2) To see if STAX knows that the process is no longer running:
STAF staxMachine STAX LIST JOB 15 PROCESSES
Is the process handle in the list? If it's in the list, then STAX has not
been notified (or did not receive the notification) that the process has
completed.
Also, as a side note, why do you have a <try>/<finally> where the <try>
element contains <nop/> like as follows? It doesn't really make any sense
to do this as the purpose of the finally element is to ensure that the
finally element's task is executed, no matter whether the tr y task
completes normally or abnormally. Since a <nop/> element does nothing
(e.g. no operation), then it's can't fail, so it doesn't make sense to do
that. You should change this as follows:
Change:
<try>
<nop/>
<finally>
<sequence>
...
</sequence>
</finally>
</try>
to:
<sequence>
...
</sequence>
Let me know when you have an easier recreation scenario (e.g. one that I
could run on my STAX machine to recreate the problem and debug it). That's
going to be the most likely way that this problem will be resolved.

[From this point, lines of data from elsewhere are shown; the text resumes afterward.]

PR #116, opened 2026-05-22
feat: Add support for Claude customization (inference backend, skills, etc)

msager27:
## Description

- Fixes the skills mount point and adds a sample skill
- Adds support for custom inference backend
- Adds claude -> vLLM deployment
- Adds claude -> OGX -> vLLM deployment 

## Jira Ticket

RHAIENG-4740
RHAIENG-4743
RHAIENG-4744

## Testing

- [ ] Deploy claude and use the sample skill (/code-review) and/or add/test other skills
- [ ] Verify mcp, CLAUDE.md, and settings.json can also be customized (see README)
- [ ] Test claude -> vLLM workflow
- [ ] Test claude -> OGX -> vLLM workflow

## Related PRs

https://github.com/red-hat-data-services/agentic-starter-kits/pull/92

PR #170, opened 2026-06-10
docs: update MLflow tracing for 3.12+ plugin approach

Nehanth:
## Summary

Updates the MLflow tracing doc for upstream MLflow 3.12 using the Python SDK approach.

**Changes:**
- MLflow 3.12.0 upstream works with the Python hook — no Red Hat fork needed, no nodejs/npm required
- Both 3.10 (Red Hat fork) and 3.12 (upstream) install instructions included
- `MLFLOW_TRACKING_AUTH=kubernetes-namespaced` must be exported before `mlflow autolog claude`
- Auth settings injected into `.claude/settings.json` so the Python hook can authenticate
- Tracking URI updated to include `/mlflow` prefix for 3.12+ servers
- Note added: MLflow 3.13+ switches to an npm plugin which does not yet support RHOAI's kubernetes auth or workspace header — pin to 3.12.0

PR #174, opened 2026-06-10
docs: improve Claude Code deployment from end-to-end vLLM walkthrough

jwm4:
## Summary

Follow-up to PR #116, based on an end-to-end deployment of Claude Code with a vLLM backend (RedHatAI/Qwen3.6-35B-A3B-NVFP4) on OpenShift, including real coding tasks and GitHub integration.

- **README**: Add vLLM prerequisites, GitHub MCP example, context window configuration (env vars + model table), network connectivity troubleshooting, "Extending the Container Image" section with comprehensive dev tools example, "Repository Safeguards" section (branch protection, PR reviews, PAT scope), expanded SKIP_PERMISSIONS tradeoff discussion, rebuild instructions for all deployment options, and model capability note for vLLM/OGX
- **Containerfile**: Add python3.12/pip and MLflow with RHOAI Kubernetes auth plugin
- **entrypoint.sh**: Add onboarding bypass (login wizard), git credential setup (GitHub PAT), and MLflow tracing configuration
- **deployment-vllm.yaml**: Fix ANTHROPIC_BASE_URL placeholder to not assume HTTPS

## Test plan

- [x] Deployed on OpenShift with vLLM backend and verified all entrypoint functions (onboarding, git credentials, MLflow tracing)
- [x] Verified comprehensive dev tools example builds successfully on OpenShift (all packages install on UBI 10 minimal)
- [x] Tested GitHub MCP server integration with PAT auth
- [x] Verified MLflow traces recorded and visible in RHOAI MLflow UI
- [x] Tested interactive and headless modes with vLLM backend

Comment from Bill Murdock with assistance from Claude Code.

### DIFF
--- a/agents/claude-code/deployment/Containerfile
+++ b/agents/claude-code/deployment/Containerfile
@@ -58,10 +58,10 @@ RUN microdnf install -y --nodocs \
     && microdnf clean all \
     && rm -rf /var/cache/yum
 
-# Install MLflow with Kubernetes auth plugin (Red Hat fork for RHOAI 3.4)
-# Replace with mlflow[kubernetes]>=3.11 when RHOAI ships upstream MLflow 3.11
-RUN python3.12 -m pip install --no-cache-dir \
-  'mlflow[kubernetes] @ git+https://github.com/red-hat-data-services/mlflow.git@v3.10.1+rhaiv.3'
+# Install MLflow with Kubernetes auth plugin for RHOAI tracing (optional)
+# Note: MLflow 3.13+ switches to an npm plugin that does not yet support
+# RHOAI's kubernetes-namespaced auth. Pin to 3.12 until upstream adds support.
+RUN python3.12 -m pip install --no-cache-dir 'mlflow[kubernetes]==3.12.0'
 
 # =============================================================================
 # Create Non-Root User
--- a/agents/claude-code/deployment/Containerfile
+++ b/agents/claude-code/deployment/Containerfile
@@ -51,8 +51,17 @@ RUN microdnf install -y --nodocs \
         git \
         curl \
         jq \
+        python3.12 \
+        python3.12-pip \
+    && ln -sf /usr/bin/python3.12 /usr/bin/python3 \
+    && ln -sf /usr/bin/python3.12 /usr/bin/python \
     && microdnf clean all \
     && rm -rf /var/cache/yum
+
+# Install MLflow with Kubernetes auth plugin (Red Hat fork for RHOAI 3.4)
+# Replace with mlflow[kubernetes]>=3.11 when RHOAI ships upstream MLflow 3.11
+RUN python3.12 -m pip install --no-cache-dir \
+  'mlflow[kubernetes] @ git+https://github.com/red-hat-data-services/mlflow.git@v3.10.1+rhaiv.3'
 
 # =============================================================================
 # Create Non-Root User
--- a/agents/claude-code/deployment/README.md
+++ b/agents/claude-code/deployment/README.md
@@ -10,7 +10,7 @@ A step-by-step guide to build, test, and deploy the Claude Code container image.
 
 - `podman` installed locally (on macOS, you also need to run `podman machine init` and `podman machine start` before building)
 - `oc` CLI installed and logged into your OpenShift cluster
-- An Anthropic API key OR a GCP service account key for Vertex AI
+- An Anthropic API key, a GCP service account key for Vertex AI, or a vLLM/OGX endpoint (no Anthropic credentials needed)
 - The Containerfile and entrypoint.sh files
 
 ---
@@ -66,6 +66,13 @@ oc apply -f deployment.yaml
 
 ```bash
 oc start-build claude-code --from-dir=. --follow
+```
+
+**Rebuilding:** If you rebuild the image after the initial deployment (e.g., after modifying the Containerfile), the running pod will not pick up the new image automatically. Re-apply the deployment manifest and restart:
+
+```bash
+oc apply -f deployment.yaml
+oc rollout restart deployment/claude-code
 ```
 
 ### 6. Wait for deployment and test
@@ -242,6 +249,13 @@ oc rollout restart deployment/claude-code-vertex
 oc start-build claude-code --from-dir=. --follow
 ```
 
+**Rebuilding:** If you rebuild the image after the initial deployment (e.g., after modifying the Containerfile), the running pod will not pick up the new image automatically. Re-apply the deployment manifest and restart:
+
+```bash
+oc apply -f deployment-vertex.yaml
+oc rollout restart deployment/claude-code-vertex
+```
+
 ### 6. Wait for deployment and test
 
 ```bash
@@ -339,10 +353,24 @@ This option connects Claude Code directly to a vLLM server that supports the Ant
 ### Prerequisites
 
 - A vLLM server with `/v1/messages` endpoint support
-- The vLLM model must have a **context window of at least 32K tokens** (Claude Code's system prompt is ~23K tokens)
+- The vLLM model must have a **context window of at least 32K tokens** (Claude Code's system prompt is ~23K tokens). However, for realistic coding work, **128K+ tokens is strongly recommended** since CLAUDE.md, skills, file listings, and conversation easily push input past 100K tokens
 - Network connectivity from your OpenShift cluster to the vLLM server
 
 **Important**: Claude Code internally uses model aliases (haiku, sonnet, opus) for certain operations. When using vLLM, you must override these aliases using environment variables (see step 3 below), otherwise Claude Code will attempt to use Anthropic model names which will result in 404 errors.
+
+**Network connectivity**: If the vLLM server is outside the cluster (e.g., on EC2 or another cloud), verify that the pod can reach it. Common causes of connection failure include security group rules, network policies, and firewalls. To test connectivity from inside the pod:
+
+```bash
+# Find the cluster's egress IP
+oc exec deployment/claude-code-vllm -- curl -s ifconfig.me
+
+# Test connectivity to the vLLM server
+oc exec deployment/claude-code-vllm -- curl -s -o /dev/null -w "%{http_code}" http://YOUR_VLLM_HOST:8000/v1/models
+```
+
+If the vLLM server uses IP-based access rules, add the cluster egress IP to the allow list (e.g., AWS security group inbound rule on TCP port 8000).
+
+**Note:** Claude Code is designed and tested for use with Anthropic's Claude models. Open source models may produce lower quality results, particularly for complex multi-step tasks. Including language runtimes in the container (see [Extending the Container Image](#extending-the-container-image)) helps because the agent can run tests and catch its own mistakes.
 
 ### 1. Build and test locally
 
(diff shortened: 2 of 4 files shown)


andrewdonheiser (commented):
## PR Review: docs: improve Claude Code deployment from end-to-end vLLM walkthrough

### Strengths
- Thorough, experience-driven documentation from an actual end-to-end vLLM deployment
- Context window configuration table is mathematically correct (all AUTOCOMPACT_PCT values satisfy the formula)
- Consistent "Rebuilding" sections across all 4 deployment options
- Good guard clauses in new entrypoint functions (early-return on unset vars)
- New "Repository Safeguards" section is excellent defense-in-depth guidance
- Expanded SKIP_PERMISSIONS discussion is a meaningful security improvement

---

### Critical (0)

None.

### Important (5)

**1. `mlflow autolog` failure kills the container** `[entrypoint.sh:168-171]`
The script runs with `set -euo pipefail`. If `mlflow autolog claude` fails (wrong URI, network timeout), the entire entrypoint exits and the container crashes. MLflow tracing is optional — it should not prevent Claude Code from starting. The same applies to the embedded `python3 -c` block.
→ Wrap both in `if ! ...; then log_warn "..."; return; fi`

**2. New env vars not documented in entrypoint.sh header** `[entrypoint.sh:10-34]`
The PR adds 8+ new environment variables (`GITHUB_PAT`, `GIT_USER_NAME`, `GIT_USER_EMAIL`, `MLFLOW_TRACKING_URI`, `MLFLOW_EXPERIMENT_NAME`, `MLFLOW_TRACKING_AUTH`, `MLFLOW_WORKSPACE`, `MLFLOW_TRACKING_INSECURE_TLS`) but doesn't update the "Supported Environment Variables" header block, which serves as the operator's canonical reference.
→ Add sections for Git Credentials and MLflow Tracing to the header.

**3. MLflow installed via mutable git tag, not commit SHA** `[Containerfile:61-63]`
`git+https://github.com/red-hat-data-services/mlflow.git@v3.10.1+rhaiv.3` pins to a tag that can be moved. For reproducible, tamper-resistant builds, pin to the commit SHA (`174f203f7f453477f398be9f312bf2abc3790fe8`).
→ `git+https://github.com/red-hat-data-services/mlflow.git@174f203f...` with a comment noting the tag name.

**4. HTTP example URL normalizes plaintext API traffic** `[deployment-vllm.yaml:147]`
The example changed from `https://YOUR_VLLM_ENDPOINT` to `http://1.2.3.4:8000`. The README explicitly discusses external vLLM servers (e.g., on EC2), where plaintext HTTP would send prompts and code unencrypted.
→ Show HTTPS by default: `YOUR_VLLM_URL  # e.g., https://vllm.example.com:8000 (use http:// only for cluster-internal services)`

**5. `setup_onboarding` unconditionally overwrites `~/.claude.json`** `[entrypoint.sh:68-73]`
Does `rm -f` then writes a single key. If the file contains other settings (e.g., from a mounted ConfigMap or PVC), they're silently destroyed on every restart.
→ Use `jq` (already in the image) to merge: `jq '.hasCompletedOnboarding = true'`, or at minimum check if the key already exists before overwriting.

### Suggestions (6)

**6. MLFLOW_TRACKING_INSECURE_TLS propagated without warning** `[entrypoint.sh:193-194]`
When set, disables TLS cert verification for all MLflow API calls. No log warning is emitted.
→ Add `log_warn` when this env var is set and document it in the README.

**7. `~/.claude.json` created with 664 permissions** `[entrypoint.sh:70]`
World-readable, unlike `~/.git-credentials` which correctly uses 600. While the file currently has no secrets, Claude Code may write additional config at runtime.
→ Use `chmod 600` (or `chmod 660` if OpenShift GID=0 compatibility is needed).

**8. Embedded Python crashes on malformed JSON** `[entrypoint.sh:178-194]`
If `/workspace/.claude/settings.json` has truncated JSON, `json.load()` throws and (with `set -euo pipefail`) kills the container.
→ Add `try/except json.JSONDecodeError` with a warning and `SystemExit(0)`.

**9. Rebuilding sections don't mention re-running `oc start-build`** `[README.md]`
The note says "if you rebuild the image" but only shows `oc apply` + `oc rollout restart`. The actual rebuild step (`oc start-build`) is omitted.
→ Clarify: "After running `oc start-build` to rebuild the image, re-apply..."

**10. GitHub MCP example needs inline note about variable expansion** `[README.md:~line 822]`
The `${GITHUB_PAT}` in the header example could confuse users into hardcoding tokens if they don't realize it requires env var injection. The "Injecting secrets" section below explains this, but there's a proximity gap.
→ Add inline: "Note: `${GITHUB_PAT}` is expanded at runtime from the container's environment. Inject it via a Kubernetes Secret (see below)."

**11. GITHUB_PAT remains in container environment for entire lifetime** `[entrypoint.sh:117-122]`
The PAT is in the process environment and accessible by any subprocess (including Claude Code itself, MCP servers, or agent-spawned commands). With `SKIP_PERMISSIONS=true`, the agent could inadvertently expose it.
→ Consider `credential.helper 'cache --timeout=300'` instead of `store` to avoid persistent plaintext credentials. Document that the PVC should be treated as containing secrets.

andrewdonheiser (changes requested):
Requesting changes based on the review findings posted above. The most impactful items to address before merge:

1. **`mlflow autolog` failure kills the container** — wrap in error handling so optional tracing doesn't crash the entrypoint
2. **New env vars not documented in entrypoint.sh header** — add the 8+ new variables to the canonical reference block

The remaining Important and Suggestion items can be addressed here or in a follow-up.

andrewdonheiser (changes requested):
Requesting changes — see detailed review comment above.

agents/claude-code/deployment/Containerfile
```diff
@@ -51,9 +51,18 @@ RUN microdnf install -y --nodocs \
...
+        python3.12-pip \
+    && ln -sf /usr/bin/python3.12 /usr/bin/python3 \
+    && ln -sf /usr/bin/python3.12 /usr/bin/python \
     && microdnf clean all \
     && rm -rf /var/cache/yum
 
+# Install MLflow with Kubernetes auth plugin (Red Hat fork for RHOAI 3.4)
+# Replace with mlflow[kubernetes]>=3.11 when RHOAI ships upstream MLflow 3.11
+RUN python3.12 -m pip install --no-cache-dir \
+  'mlflow[kubernetes] @ git+https://github.com/red-hat-data-services/mlflow.git@v3.10.1+rhaiv.3'
```
Nehanth: I see the MLflow SDK is installed here: the 3.10 ODH version of it (our cluster has 3.12 now). I also see it in the entrypoint, but I don't see the MLflow env vars anywhere. Can we just delete this here and point to my [docs]( https://github.com/red-hat-data-services/agentic-starter-kits/pull/170) on how to use MLflow tracing?

aakankshaduggal (dismissed):
Agree with Andrew's review — 1 (MLflow failure killing the container) and 5 (onboarding nuking ~/.claude.json) are the must-fixes before merge. The rest can be follow-ups.

One addition: the MLflow install from the RH fork (`v3.10.1+rhaiv.3`) is a temporary workaround until RHOAI ships upstream MLflow 3.11. Worth keeping the comment in the Containerfile so we remember to clean it up.

Minor note on Andrew's 11 (credential.helper cache vs store): I'd keep `store` — cache timeout expiring mid-session during long coding tasks would break GitHub operations silently. Proper PVC security is the right mitigation here, not credential expiry.

Otherwise this is great work Bill!

_Reviewed by @aakankshaduggal with Claude Code_

agents/claude-code/deployment/Containerfile
jwm4: Updated: for now, I've switched from the Red Hat fork to upstream `mlflow[kubernetes]==3.12.0` to align with PR #170. The entrypoint's `setup_mlflow()` function also now uses the 3.12 syntax (`-d` flag). Full reconciliation between the deployment README and mlflow-tracing.md is still planned for a follow-up PR.

Comment from Bill Murdock with assistance from Claude Code.

Nehanth: Yes that works @jwm4

Nehanth (dismissed):

jwm4 (commented):
Good catch. Both `mlflow autolog` and the `python3 -c` settings injection are now wrapped in `if !` guards that log a warning and return instead of crashing the entrypoint.

Comment from Bill Murdock with assistance from Claude Code.

jwm4 (commented):
Added Git Credentials and MLflow Tracing sections to the header block, covering all new env vars: `GITHUB_PAT`, `GIT_USER_NAME`, `GIT_USER_EMAIL`, `MLFLOW_TRACKING_URI`, `MLFLOW_EXPERIMENT_NAME`, `MLFLOW_TRACKING_AUTH`, `MLFLOW_WORKSPACE`, and `MLFLOW_TRACKING_INSECURE_TLS`.

Comment from Bill Murdock with assistance from Claude Code.

jwm4 (commented):
Replaced the Red Hat fork entirely with upstream `mlflow[kubernetes]==3.12.0`, aligning with PR #170 which updated the MLflow tracing docs for 3.12. This also addresses the mutable tag concern since we're now pinning to a specific PyPI release version.

Comment from Bill Murdock with assistance from Claude Code.

jwm4 (commented):
Removed the example URL comment entirely. The placeholder is now just `YOUR_VLLM_URL` with no protocol suggestion. The existing comments above it already show both internal (http) and external (https) patterns.

Comment from Bill Murdock with assistance from Claude Code.

jwm4 (commented):
Now uses `jq` to merge the key into the existing file when it exists and contains valid JSON. Falls back to overwriting only if `jq` fails (malformed JSON or permissions issue).

Comment from Bill Murdock with assistance from Claude Code.

jwm4 (commented):
Added `log_warn` when `MLFLOW_TRACKING_INSECURE_TLS=true` is detected.

Comment from Bill Murdock with assistance from Claude Code.

jwm4 (commented):
Changed to `chmod 660`. We can't use 600 because OpenShift assigns a random UID at runtime but guarantees GID 0 membership. If the container restarts with a different UID, a 600 file owned by the previous UID becomes inaccessible. 660 preserves GID 0 access while removing world-readable.

Comment from Bill Murdock with assistance from Claude Code.

jwm4 (commented):
Added `try/except json.JSONDecodeError` that logs a warning and exits cleanly. Combined with the `if !` guard on the overall `python3 -c` block (item #1), malformed JSON no longer crashes the container.

Comment from Bill Murdock with assistance from Claude Code.

jwm4 (commented):
Updated the wording in all four deployment options to say "After running `oc start-build` to rebuild the image..." so the sequence is clear.

Comment from Bill Murdock with assistance from Claude Code.

jwm4 (commented):
Added an inline note explaining that `${GITHUB_PAT}` is expanded at runtime from the container's environment, with a pointer to the "Injecting secrets" section below.

Comment from Bill Murdock with assistance from Claude Code.

jwm4 (commented):
Agree with Aakanksha's assessment here. Credential cache expiry during a long coding session would cause silent auth failures that are hard to debug. We're keeping `store` with `chmod 600` on the credentials file. We've added a new "Credential Isolation" section to Security Considerations that acknowledges this as a known limitation of the approach: credentials passed as env vars or written to files are visible to the agent. For environments with strict security requirements, we recommend evaluating container isolation solutions that can separate the agent from the secrets it depends on.

Comment from Bill Murdock with assistance from Claude Code.

andrewdonheiser (approved):
👍

PR #324, opened 2018-05-23
Fix broken db 404

lsh-0:


src/buildercore/core.py
```diff
@@ -218,15 +218,13 @@ def find_rds_instances(stackname, state='available'):
 
     except botocore.exceptions.ClientError as err:
         LOG.info(err.response)
-        msg = err.response['Error']['Message']
         invalid_dbid = "Invalid database identifier"
```
giorgiosironi: could be renamed to `invalid_dbid_message_prefix` or similar, since the value of this variable is not a db ID

lsh-0:
> Fix is clear enough, would be interesting to know which task ran into the problem

I tried using my newly merged `restart` feature and it broke :(

it turns out you have all your calls to the same function wrapped in a check I didn't feel was necessary. If it doesn't find any RDS instances, it should return an empty structure - *not* vomit and die.

PR #327, opened 2018-05-29
ELPP-3624 Support for Google Cloud Platform buckets

giorgiosironi:
We use GCP buckets (Google Cloud Storage) to aggregate access logs from Fastly. To avoid configuration drift, this has to be captured in builder.

Cleans up CloudFormation `bootstrap`, `destroy` and `update_infrastructure` scenarios into its own module. 

Some `TODO` are intentionally left in for now, to avoid a monumental diff. Will be tackled by a separate pull request after this one.


giorgiosironi:
Have to do some local runs of integration tests to make them green, `test_with_instance` was until a couple of commits ago.

PR #328, opened 2018-05-30
ELPP-3665 Define surrogate keys for iiif

giorgiosironi:
Also refine them for generic-cdn. Will allow the bot to invalidate a single article or a single version.

### DIFF
--- a/projects/elife.yaml
+++ b/projects/elife.yaml
@@ -773,21 +773,21 @@ generic-cdn:
             surrogate-keys:
                 article-assets:
                     url: "^/articles/([0-9]+)/elife-([0-9]+)-([a-z0-9]+)-v([0-9]+)\\.(.+)$"
-                    value: "articles/\\1 article/\\1 article/\\1/version/\\4"
+                    value: "articles/\\1 article/\\1 article/\\1v\\4"
                     samples:
                         article-asset:
                             path: /articles/10627/elife-10627-fig1-v1.tif
-                            expected: "articles/10627 article/10627 article/10627/version/1"
+                            expected: "articles/10627 article/10627 article/10627v1"
                         # legacy, not supported: /articles/10627/elife-10627-fig1-v1-download.jpg
                         # legacy, not supported: /articles/10627/elife-10627-fig1-v1-972w.jpg
 
                 article-pdf-xml:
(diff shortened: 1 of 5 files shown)


projects/elife.yaml
```diff
@@ -773,7 +773,7 @@ generic-cdn:
             surrogate-keys:
                 article-id:
                     url: "^/articles/([0-9]+)/(.+)$"
-                    value: "articles/\\1"
+                    value: "articles/\\1 article/\\1"
```
giorgiosironi: Will define `version/...` here too, but there are file like `/articles/10627/elife-10627-v1-download.pdf` that makes it a bit more convoluted. Are those still used?

projects/elife.yaml
```diff
@@ -1536,6 +1536,17 @@ iiif:
...
+            subdomains:
+                - "{instance}--cdn-iiif"
+            healthcheck:
+                path: /ping-fastly
+                check-interval: 30000
+                timeout: 2000
+            surrogate-keys:
+                article-id-version:
+                    url: "^/lax:([0-9]+)/elife-([0-9]+)-([a-z0-9]+)-v([0-9]+)\\.(.+)$"
+                    value: "article/\\1 article/\\1/version/\\4"
```
thewilkybarkid: `article/1234v1` or `article/1234/v1` maybe?

projects/elife.yaml
thewilkybarkid: The `-download` files aren't, as they're stream through Journal instead.

src/buildercore/cfngen.py
```diff
@@ -260,7 +260,7 @@ def _parameterize_hostname(b):
         b['hostname'] = parameterize(b['hostname'])
         return b
 
-    if 'fastly' in context['project']['aws']:
+    if 'fastly' in context['project']['aws'] and context['project']['aws']['fastly']:
```
thewilkybarkid: Could be simplified with a `.get()`?

giorgiosironi: Yes, it should

giorgiosironi:
Applying everywhere while the build runs.

giorgiosironi:
And, purging all from `generic-cdn` and `iiif` to allow for the new surrogate keys to be used.

PR #331, opened 2018-05-31
ELPP-3522 Expand logs to investigate 400 errors

giorgiosironi:
- `Host` has been added, but it has already been overwritten by the Fastly VCL
- `X-Forwarded-For` shows nothing strange so far, but more monitoring is needed to get a 400 while this configuration is on


giorgiosironi:
Applied to `generic-cdn--continuumtest` and `generic-cdn--prod`.

giorgiosironi:
Retaining this for now.

PR #332, opened 2018-05-31
ELPP-3665 Expand surrogate keys

giorgiosironi:
For iiif and generic-cdn with bot test cases. These are automatically tested when provisioning since they feature an `expected` field.


gnott:
Thanks, I added another figure example, and I expanded the video matching. I didn't realise the tests take so long otherwise maybe I would have done them in a single commit. Hopefully they all pass.

giorgiosironi:
Thank you, will get this applied everywhere and unblock the bot's invalidations.

giorgiosironi:
Applied all, purged all, merging on green.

--------------------------------------------------------------
Sharon Lucas
IBM Austin, luc...@us.ibm.com
(512) 286-7313 or Tieline 363-7313
Strösser, Bodo <bodo.stroes...@ts.fujitsu.com>
08/04/2009 10:38 AM
To
Sharon Lucas/Austin/i...@ibmus
cc
"'staf-users@lists.sourceforge.net'" <staf-users@lists.sourceforge.net>
Subject
RE: [staf-users] STAX Job hangs
Sharon,
for Job 7 it's exactly what I've sent, the part starting on 20090803 up to
20090804
10:53. On 10:53 the hang imlicitly was released by STAF shutdown.
Those logs of JOB 7 show the last started <process> being completed when
the
job stopped.
Currently again a job is hanging (10 Threads). The logs are appended.
This time, the logs say that the <process> still is running. But that
isn't true.
The process is gone (ps command) and also no longer is displayed by
STAXMon (no gearwheel).
STAF local STAX QUERY JOB 15 THREAD 1 says, that the job hangs inside of
the <finally> on line 1923, as it did when I mailed the first time. So,
the script
simply didn't reach the line, where the completion message for the
<process> is
logged.
This time I didn't terminate any block, so the <process> in <try> came to
its normal end and the following <script> must have resetted
MyProcessHandle
to 0. Thus, the <if> on line 1924 must be false and all the content of the
<finally>
must be skipped. How can it hang in an empty <finally>?
The only thing that is common to all hangs I've looked into is a <finally>
on top of
the stack.
The STAX job still hangs and I can connect jdb to the JVM. If you have
more
experience using jdb, maybe you could tell me how to get more info from
it.
Bodo
BTW: I'll try to strip off my script to have an easy way to recreate the
problem.
But that might take a lot of time. If there is a chance to catch the
problem using
the current script, it would be better for me.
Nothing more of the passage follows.